== Segment start ==

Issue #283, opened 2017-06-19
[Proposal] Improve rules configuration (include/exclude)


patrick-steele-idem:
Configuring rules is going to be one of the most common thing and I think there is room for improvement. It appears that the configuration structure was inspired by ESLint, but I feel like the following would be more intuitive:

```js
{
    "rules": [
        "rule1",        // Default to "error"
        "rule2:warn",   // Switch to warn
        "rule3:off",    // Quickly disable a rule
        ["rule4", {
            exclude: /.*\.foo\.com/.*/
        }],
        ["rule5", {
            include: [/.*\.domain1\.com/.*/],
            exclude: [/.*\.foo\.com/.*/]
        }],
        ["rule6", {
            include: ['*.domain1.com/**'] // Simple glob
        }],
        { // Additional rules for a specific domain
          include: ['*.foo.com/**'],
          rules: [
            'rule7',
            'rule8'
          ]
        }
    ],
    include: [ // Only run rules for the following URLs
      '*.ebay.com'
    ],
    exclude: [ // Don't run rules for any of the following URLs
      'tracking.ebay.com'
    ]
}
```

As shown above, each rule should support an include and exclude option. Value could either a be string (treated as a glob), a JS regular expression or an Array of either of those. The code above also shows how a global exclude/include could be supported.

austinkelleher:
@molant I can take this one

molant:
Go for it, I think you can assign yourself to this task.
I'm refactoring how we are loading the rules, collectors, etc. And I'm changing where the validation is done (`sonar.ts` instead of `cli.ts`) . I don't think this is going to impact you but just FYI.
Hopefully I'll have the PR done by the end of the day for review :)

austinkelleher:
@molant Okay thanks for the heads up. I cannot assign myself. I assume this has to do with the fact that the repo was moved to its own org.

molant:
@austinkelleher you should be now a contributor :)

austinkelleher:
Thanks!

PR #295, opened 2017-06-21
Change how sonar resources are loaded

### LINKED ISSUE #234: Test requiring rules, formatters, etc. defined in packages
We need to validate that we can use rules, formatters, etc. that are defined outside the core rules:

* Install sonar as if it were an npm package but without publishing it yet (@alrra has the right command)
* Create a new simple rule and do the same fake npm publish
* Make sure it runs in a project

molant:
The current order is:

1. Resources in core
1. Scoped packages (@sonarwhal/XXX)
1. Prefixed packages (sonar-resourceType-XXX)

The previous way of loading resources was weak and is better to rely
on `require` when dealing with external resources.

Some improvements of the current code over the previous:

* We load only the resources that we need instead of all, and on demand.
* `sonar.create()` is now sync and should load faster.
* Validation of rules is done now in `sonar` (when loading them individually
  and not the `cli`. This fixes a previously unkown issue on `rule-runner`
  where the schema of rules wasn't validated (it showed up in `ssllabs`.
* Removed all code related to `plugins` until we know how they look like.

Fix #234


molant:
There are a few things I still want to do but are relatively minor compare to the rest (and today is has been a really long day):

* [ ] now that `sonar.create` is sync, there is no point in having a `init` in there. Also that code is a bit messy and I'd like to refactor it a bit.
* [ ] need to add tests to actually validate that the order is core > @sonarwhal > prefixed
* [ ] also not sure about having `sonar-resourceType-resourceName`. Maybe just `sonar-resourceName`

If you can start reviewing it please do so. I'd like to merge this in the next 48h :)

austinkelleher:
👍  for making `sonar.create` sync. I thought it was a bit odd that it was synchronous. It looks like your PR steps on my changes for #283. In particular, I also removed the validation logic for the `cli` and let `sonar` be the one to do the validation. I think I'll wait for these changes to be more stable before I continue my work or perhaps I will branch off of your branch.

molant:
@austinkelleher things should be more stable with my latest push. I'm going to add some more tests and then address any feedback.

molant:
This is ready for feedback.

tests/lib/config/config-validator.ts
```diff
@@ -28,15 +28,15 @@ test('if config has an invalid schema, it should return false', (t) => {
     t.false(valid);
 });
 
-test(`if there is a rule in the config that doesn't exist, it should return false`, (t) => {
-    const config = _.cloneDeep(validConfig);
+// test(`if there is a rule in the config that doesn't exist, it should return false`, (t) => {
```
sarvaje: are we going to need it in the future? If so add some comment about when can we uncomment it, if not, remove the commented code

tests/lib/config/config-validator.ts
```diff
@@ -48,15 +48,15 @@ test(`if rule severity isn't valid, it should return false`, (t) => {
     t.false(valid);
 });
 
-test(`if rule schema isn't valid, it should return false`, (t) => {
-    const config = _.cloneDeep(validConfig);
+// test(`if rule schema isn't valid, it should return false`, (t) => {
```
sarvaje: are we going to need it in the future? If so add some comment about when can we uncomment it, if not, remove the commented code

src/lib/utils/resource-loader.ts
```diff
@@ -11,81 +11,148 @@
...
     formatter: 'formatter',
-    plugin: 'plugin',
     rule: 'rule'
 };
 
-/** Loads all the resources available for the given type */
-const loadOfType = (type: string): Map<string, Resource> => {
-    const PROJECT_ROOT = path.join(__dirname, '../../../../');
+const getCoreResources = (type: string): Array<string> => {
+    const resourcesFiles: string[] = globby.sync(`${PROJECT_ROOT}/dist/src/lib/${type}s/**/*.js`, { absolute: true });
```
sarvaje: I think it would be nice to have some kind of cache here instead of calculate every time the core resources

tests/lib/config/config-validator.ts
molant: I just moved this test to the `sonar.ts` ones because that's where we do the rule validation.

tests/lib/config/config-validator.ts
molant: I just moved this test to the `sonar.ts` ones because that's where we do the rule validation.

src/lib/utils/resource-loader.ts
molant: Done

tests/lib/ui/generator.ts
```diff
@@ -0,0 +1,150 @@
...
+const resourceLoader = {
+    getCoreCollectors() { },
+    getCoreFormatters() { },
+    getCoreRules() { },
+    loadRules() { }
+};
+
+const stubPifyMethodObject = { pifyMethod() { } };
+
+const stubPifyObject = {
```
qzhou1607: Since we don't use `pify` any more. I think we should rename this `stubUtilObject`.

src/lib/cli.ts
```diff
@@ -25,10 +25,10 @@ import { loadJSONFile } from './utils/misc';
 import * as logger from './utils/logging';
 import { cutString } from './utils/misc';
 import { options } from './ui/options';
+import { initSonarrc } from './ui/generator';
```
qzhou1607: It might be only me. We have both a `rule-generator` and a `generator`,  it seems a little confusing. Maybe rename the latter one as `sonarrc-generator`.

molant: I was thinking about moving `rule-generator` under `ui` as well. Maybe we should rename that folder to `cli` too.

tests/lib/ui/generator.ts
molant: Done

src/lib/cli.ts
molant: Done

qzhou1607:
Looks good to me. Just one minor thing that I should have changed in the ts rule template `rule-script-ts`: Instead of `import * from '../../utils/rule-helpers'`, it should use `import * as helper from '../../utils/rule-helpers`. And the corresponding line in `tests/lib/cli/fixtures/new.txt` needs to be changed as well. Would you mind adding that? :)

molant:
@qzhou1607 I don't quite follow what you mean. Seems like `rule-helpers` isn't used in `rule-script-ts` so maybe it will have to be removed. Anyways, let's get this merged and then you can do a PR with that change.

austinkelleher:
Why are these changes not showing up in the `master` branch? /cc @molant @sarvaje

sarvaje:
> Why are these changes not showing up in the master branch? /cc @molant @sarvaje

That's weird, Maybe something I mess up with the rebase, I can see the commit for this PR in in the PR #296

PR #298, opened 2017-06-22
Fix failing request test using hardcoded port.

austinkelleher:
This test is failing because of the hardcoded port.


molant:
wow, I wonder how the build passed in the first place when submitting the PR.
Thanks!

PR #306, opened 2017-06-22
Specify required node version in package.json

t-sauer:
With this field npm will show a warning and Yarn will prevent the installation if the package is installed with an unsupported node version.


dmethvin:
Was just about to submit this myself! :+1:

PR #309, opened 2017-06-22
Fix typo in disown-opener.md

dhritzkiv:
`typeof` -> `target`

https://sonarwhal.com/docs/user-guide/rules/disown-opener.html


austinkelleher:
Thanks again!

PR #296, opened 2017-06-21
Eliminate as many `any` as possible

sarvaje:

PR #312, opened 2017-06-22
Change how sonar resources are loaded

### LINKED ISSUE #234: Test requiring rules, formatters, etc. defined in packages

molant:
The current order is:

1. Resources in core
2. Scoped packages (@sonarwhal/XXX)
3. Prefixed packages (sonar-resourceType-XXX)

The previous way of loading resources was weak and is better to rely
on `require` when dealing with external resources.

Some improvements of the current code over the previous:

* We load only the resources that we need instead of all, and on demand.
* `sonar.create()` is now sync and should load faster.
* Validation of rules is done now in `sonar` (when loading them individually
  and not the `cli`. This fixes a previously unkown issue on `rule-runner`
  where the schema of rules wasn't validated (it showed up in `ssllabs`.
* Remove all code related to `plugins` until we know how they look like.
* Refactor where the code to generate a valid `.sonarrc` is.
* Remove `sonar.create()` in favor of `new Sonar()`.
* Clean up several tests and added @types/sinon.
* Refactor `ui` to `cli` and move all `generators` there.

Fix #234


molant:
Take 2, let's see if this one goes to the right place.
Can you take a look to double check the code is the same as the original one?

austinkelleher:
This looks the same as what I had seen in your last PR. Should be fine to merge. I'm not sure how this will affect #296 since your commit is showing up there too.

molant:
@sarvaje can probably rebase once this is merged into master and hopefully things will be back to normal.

== Segment end ==

Goal of the exercise: List each line of the entries that holds the string "merged".

Output for this exercise:
@qzhou1607 I don't quite follow what you mean. Seems like `rule-helpers` isn't used in `rule-script-ts` so maybe it will have to be removed. Anyways, let's get this merged and then you can do a PR with that change.
@sarvaje can probably rebase once this is merged into master and hopefully things will be back to normal.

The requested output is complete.